The yet-to-be-developed exam on cultural laws would supplement the Federated States of Micronesia’s regular bar exam for lawyers seeking to join Yap’s legal sector.

The proposed general court order, which would amend the Rules of the State Bar of Yap, was announced on April 7.
“Under the court’s rulemaking procedure, the public has twenty business days—or until May 5, 2025—to submit comments on the proposed amendments,” the court said in a press release.
While the Western legal system is generally adopted in the FSM, court decisions in the 1980s took cultural traditions into account in deciding cases.
In the FSM v. Mudong ruling in 1982, the FSM Supreme Court held that, “Under appropriate circumstances, customary law may assume importance equal to or greater than particular written provisions in the National Criminal Code.”
In another ruling, the court emphasized the role of traditional customs in resolving a conflict.
“While the court may find that a criminal defendant’s conduct did not violate the criminal law and the defendant owes no debt to society in general, this does not suggest that the defendant has necessarily fulfilled all customary obligations he may owe to a relative who was the victim of his actions,” the court stated in the 1982 decision on FSM v. Ruben.
At a conference in July 2023, the Pacific Judicial Council examined the revival of custom and tradition in the FSM’s legal systems.

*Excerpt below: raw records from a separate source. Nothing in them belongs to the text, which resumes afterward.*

PR #6635, opened 2026-01-29
Fix JSON parser idempotency issues with non-UTF-8 encoded files

MBoegers:
## Summary
- Fix encoding mismatch in `JsonParser` where source was read twice with potentially different encodings (ANTLR defaulting to UTF-8, visitor detecting Windows-1252). Now the source is read once and shared.
- Add null guard in `JsonParserVisitor.visitValue()` so invalid JSON produces `ParseError` instead of `NullPointerException`.
- Add test cases for accented characters, `**` in strings, no trailing newline, and invalid JSON handling.

## Test plan
- [x] New idempotency tests pass (accented characters, `**` in strings, no trailing newline)
- [x] Invalid JSON test produces `ParseError` instead of NPE
- [x] All existing `rewrite-json` tests pass

### DIFF
--- a/rewrite-json/src/test/java/org/openrewrite/json/JsonParserTest.java
+++ b/rewrite-json/src/test/java/org/openrewrite/json/JsonParserTest.java
@@ -16,12 +16,7 @@
 package org.openrewrite.json;
 
 import org.junit.jupiter.api.Test;
-import org.openrewrite.ExecutionContext;
-import org.openrewrite.InMemoryExecutionContext;
-import org.openrewrite.Issue;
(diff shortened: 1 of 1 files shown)


timtebeek:
Nice, do we have any way to get to a test that fails on main but succeeds with the changes here?

MBoegers:
Yes, your PR helped my instance to find an even better test to reproduce the bug

timtebeek (approved):
Great to see this replicated and fixed, finally. Thanks for working out that it was an encoding issue!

“We found strong statements about the importance and role of customary law in the various constitutions, but little to provide much sense it was being used extensively by courts,” Miranda Forsyth, Australia National University professor, and Robert Torres, Guam Supreme Court justice, wrote in a post-conference op-ed piece published by the Development Policy Center.
“Most of the available case law dates from the 1980s, when judges and parties seemed more interested in asking questions about how to use customary law to make the imported legal systems more relevant to the people they regulated,” the authors wrote.
“Over the years, the flow of cases considering these principles seemed to dry up, as Western common law jurisprudence dominated the basis of legal reasoning.”